Data records section start

PR #405, opened 2020-06-30
Launch - cache, CTA button, header info

ewels:
A few minor improvements around JSON schema launch:

* Pipeline page: check if a schema exists - if it does, show a _Launch_ button. If not, show the previous _Get release_ button.
* Launch: Cache schema downloads
* Launch: If we have a pipeline name and revision, print it in the header. More prominent cache ID in header.

### DIFF
--- a/public_html/launch.php
+++ b/public_html/launch.php
@@ -60,15 +60,37 @@ function launch_pipeline_web($pipeline, $release){
         return ["Error - Pipeline name <code>$pipeline</code> not recognised"];
     }
     // Try to fetch the nextflow_schema.json file
-    $api_opts = stream_context_create([ 'http' => [ 'method' => 'GET', 'header' => [ 'User-Agent: PHP' ] ] ]);
-    $gh_launch_schema_url = "https://api.github.com/repos/nf-core/{$pipeline}/contents/nextflow_schema.json?ref={$release}";
-    $gh_launch_schema_json = file_get_contents($gh_launch_schema_url, false, $api_opts);
-    if(!in_array("HTTP/1.1 200 OK", $http_response_header)){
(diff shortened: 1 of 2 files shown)


ewels:
image

With launch button (as on current live site):
image


If no schema available:

image

mashehu:
Maybe add a `<i class="fad fa-download"></i>` in front of the the 'Get version ' button?

ewels:
haha, I _knew_ you'd say that! 😆

I just copied what was already there previously - as I did a quick test I thought _"@mashehu is totally going to call me up on the lack of an icon here_"

ewels:
Not sure about the duotone look:


Inverted is maybe better, but still not great?


I think solid looks best:


Sound good? I'll put in a PR now.

ewels:
I considered the Tag icons too, but they didn't look right either.

mashehu:
yes, I prefer also the solid version. And a download icon on a link to a github release page is also a bit misleading, especially that's usually not how you would get the pipeline to use it. How about rephrasing it to "See release notes"?

ewels:
Hmm, not super catchy.. 😕 

How about this?

image

Still not as nice a CTA as the _"Get version"_ text.. But hopefully these will all disappear soon in favour of launch buttons anyway..

ewels:
Struggling to find a good one for _"See development code"_.. Maybe `sparkles`??

image

Any suggestions?

mashehu:
How about an homage to the old internet (which was admittedly before my time): `<i class="fad fa-construction"></i>` or go for `hammer` or `wrench`. Also "development code" sounds to me like the code used to develop the pipeline and not like code currently under development.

Data records section end

Problem
Set down the entries again, exactly as they stand above.

Result of this exercise
PR #405, opened 2020-06-30
Launch - cache, CTA button, header info

ewels:
A few minor improvements around JSON schema launch:

* Pipeline page: check if a schema exists - if it does, show a _Launch_ button. If not, show the previous _Get release_ button.
* Launch: Cache schema downloads
* Launch: If we have a pipeline name and revision, print it in the header. More prominent cache ID in header.

### DIFF
--- a/public_html/launch.php
+++ b/public_html/launch.php
@@ -60,15 +60,37 @@ function launch_pipeline_web($pipeline, $release){
         return ["Error - Pipeline name <code>$pipeline</code> not recognised"];
     }
     // Try to fetch the nextflow_schema.json file
-    $api_opts = stream_context_create([ 'http' => [ 'method' => 'GET', 'header' => [ 'User-Agent: PHP' ] ] ]);
-    $gh_launch_schema_url = "https://api.github.com/repos/nf-core/{$pipeline}/contents/nextflow_schema.json?ref={$release}";
-    $gh_launch_schema_json = file_get_contents($gh_launch_schema_url, false, $api_opts);
-    if(!in_array("HTTP/1.1 200 OK", $http_response_header)){
(diff shortened: 1 of 2 files shown)


ewels:
image

With launch button (as on current live site):
image


If no schema available:

image

mashehu:
Maybe add a `<i class="fad fa-download"></i>` in front of the the 'Get version ' button?

ewels:
haha, I _knew_ you'd say that! 😆

I just copied what was already there previously - as I did a quick test I thought _"@mashehu is totally going to call me up on the lack of an icon here_"

ewels:
Not sure about the duotone look:


Inverted is maybe better, but still not great?


I think solid looks best:


Sound good? I'll put in a PR now.

ewels:
I considered the Tag icons too, but they didn't look right either.

mashehu:
yes, I prefer also the solid version. And a download icon on a link to a github release page is also a bit misleading, especially that's usually not how you would get the pipeline to use it. How about rephrasing it to "See release notes"?

ewels:
Hmm, not super catchy.. 😕 

How about this?

image

Still not as nice a CTA as the _"Get version"_ text.. But hopefully these will all disappear soon in favour of launch buttons anyway..

ewels:
Struggling to find a good one for _"See development code"_.. Maybe `sparkles`??

image

Any suggestions?

mashehu:
How about an homage to the old internet (which was admittedly before my time): `<i class="fad fa-construction"></i>` or go for `hammer` or `wrench`. Also "development code" sounds to me like the code used to develop the pipeline and not like code currently under development.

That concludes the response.